La verdad es belleza y la belleza, verdad, como sostenía, entre otros, Keats. Incluido en sus fases intermedias de intención y búsqueda, lo que traducido a la investigación de Bustos otorga a este relato un tono que, tanto en su énfasis como en su depuración, elude la condescendencia y la cursilería. Bustos compone un poema alejado de la afectación en el que los personajes desfilan con un rumor sorprendentemente galdosiano, con escenas como la excursión a Soria e historias como las de Jesús, el pintor de El Retiro, Gonzalo el lector del Faulkner, el asiático que ha perdido el habla o el periodista que conoció a Warhol, que remiten a ratos a Buñuel, Hamsun y hasta a Beckett. Especialmente, en el registro de una anomia y una diversidad que es justamente la que se le escapa a la horda de creadores atraídos por el género y el tribalismo. Gente impredecible, fuera del código compartido, capaz de lo mejor y de lo peor, que no resiste los elementos de juicio habituales en la sociedad precisamente porque habita en sus márgenes. Aunque con una gran diferencia: si Coleridge decía que adentrarse en la ficción implicaba suspender voluntariamente la incredulidad, los personajes del Casi, con la intermediación de Bustos, logran sin pretenderlo, y quizá también por ser reales, el efecto humano que codicia con sus mejores armas la literatura.
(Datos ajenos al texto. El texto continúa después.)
PR #20, opened 2015-08-18
Fix for Sinon.JS issue #766: clearTimeout() no longer clears Immediat…

rogierschouten:
…e/Interval and vice versa

A clearTimeout(), given the ID of a timer started with setImmediate() or
setInterval() would erroneously clear that immediate or interval

### DIFF
--- a/src/lolex.js
+++ b/src/lolex.js
@@ -260,11 +260,11 @@
 
     function timerType(timer) {
         if (timer.immediate) {
-            return "immediate";
+            return "Immediate";
         } else if (typeof timer.interval !== "undefined") {
-            return "interval";
+            return "Interval";
         } else {
-            return "timeout";
+            return "Timeout";
         }
     }
 
@@ -290,7 +290,9 @@
             var timer = clock.timers[timerId];
             if (timerType(timer) === ttype) {
                 delete clock.timers[timerId];
-            }
+            } else {
+				throw new Error("Cannot clear timer: timer created with set" + ttype + "() but cleared with clear" + timerType(timer) + "()");
+			}
         }
     }
 
@@ -382,7 +384,7 @@
         };
 
         clock.clearTimeout = function clearTimeout(timerId) {
-            return clearTimer(clock, timerId, "timeout");
+            return clearTimer(clock, timerId, "Timeout");
         };
 
         clock.setInterval = function setInterval(func, timeout) {
@@ -395,7 +397,7 @@
         };
 
         clock.clearInterval = function clearInterval(timerId) {
-            return clearTimer(clock, timerId, "interval");
+            return clearTimer(clock, timerId, "Interval");
         };
 
         clock.setImmediate = function setImmediate(func) {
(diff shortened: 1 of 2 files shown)


mantoni:
This can't be merged for some reason.

rogierschouten:
Can you describe what happens? It says "This branch is up-to-date with the base branch" here and I don't know what to do

mantoni:
Funny. It's resolved. Can be merged again.

src/lolex.js
```diff
@@ -258,6 +258,42 @@
...
+
+    function clearTimer(clock, timerId, ttype) {
+        if (!timerId) {
+            // null appears to be allowed in most browsers, and appears to be
+            // relied upon by some libraries, like Bootstrap carousel
+            return;
+        }
+
+        if (!clock.timers) {
+            clock.timers = [];
```
mantoni: You could simply return here.

rogierschouten: I agree, but I did not change that code. I moved that entire function body from its old place in clock.clearTimeout() and only added the last few lines.  
That thing with setting clock.timers to [] was so specific that I thought it must have a function and I didn't want to mess with it. Want me to change it anyway?

mantoni: Ah, I see. Leave it as it is then.

mantoni:
Ok, now this is odd: I ran a couple of tests and this is how it behaves in the real world.

### Node 0.10.38

```js
var t = setTimeout(function () { console.log('!'); }, 10); clearInterval(t); // Prints !
var t = setTimeout(function () { console.log('!'); }, 10); clearImmediate(t); // Doesn't print !

var t = setImmediate(function () { console.log('!'); }); clearTimeout(t); // Prints !
var t = setImmediate(function () { console.log('!'); }); clearInterval(t); // Also prints !
```

### Chrome 43

```js
var t = setTimeout(function () { console.log('!'); }, 10); clearInterval(t); // Doesn't print !
// setImmediate and clearImmediate throw because they're not available.
```

### Firefox 31.2.0

```js
var t = setTimeout(function () { console.log('!'); }, 10); clearInterval(t); // Doesn't print !
// setImmediate and clearImmediate throw because they're not available.
```

### IE 9

```js
var t = setTimeout(function () { console.log('!'); }, 10); clearInterval(t); // Doesn't print !
// setImmediate and clearImmediate throw because they're not available.
```

That's all I have at hand at the moment. To my surprise, it turns out the current Lolex behavior is closer to reality than it would be with your fix. However, node 0.10 is even inconsistent in it's behavior. I would be very interested in how io.js behaves. I can check that later at home.

rogierschouten:
That is true, but in this case you don't want to mimick reality (I had this discussion on the sinon issue as well). It is bad programming practice to have setTimeout() followed by clearImmediate() -  and on some platforms, as you saw, it will not do what you intended. Therefore it would be handy if Sinon was strict so you can find your bug in unittests instead of discovering it on one of the platforms

mantoni:
Reasonable. Shouldn't it then even throw if you're trying to, let's say, clear an interval with `clearTimeout`? With this change it would just silently do nothing.

rogierschouten:
Good idea, done!

cjohansen:
Lolex 1.3.0 out

cjohansen:
Sinon 1.16.0 out

rogierschouten:
Awesome, thanks!!

mantoni:
:+1:

PR #26, opened 2015-09-10
Fix for breaking setImmediate polyfills

fatso83:
When binding the original native functions to the global object to make them writable in IE, `lolex` assigns setImmediate no matter if it is present as a native browser function or not. That made some polyfills fail, as they would add the polyfill to the _prototype of window_, not the window object itself. Thus, the property added by `lolex` would shadow that of the prototype.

Y de paso llevan a reflexionar sobre ese holocausto inclemente de simultáneas víctimas y victimarios que sucede frente a nuestros ojos sin que seamos capaces de alzar la vista. Mucho menos, bajo el velamen resultón de los maximalismos. Priorizando lo particular -qué otra cosa, en el fondo, es el hombre- frente a los vaporosos y tentadores axiomas de la sociología. Casi’ traza un homenaje a la dignidad desde el único lugar en el que la dignidad puede ser verdaderamente entendida: la vida de los que no la tienen y buscan recuperarla. Esa épica que revienta las costuras de la moral, que a menudo ni siquiera aporta grandes lecciones y que resulta, en suma, consustancial, con toda su saña y arbitrariedad, al acontecimiento más bobo e incomprensible de todos: la vieja partida de dados de existir, su grandeza e impudicia.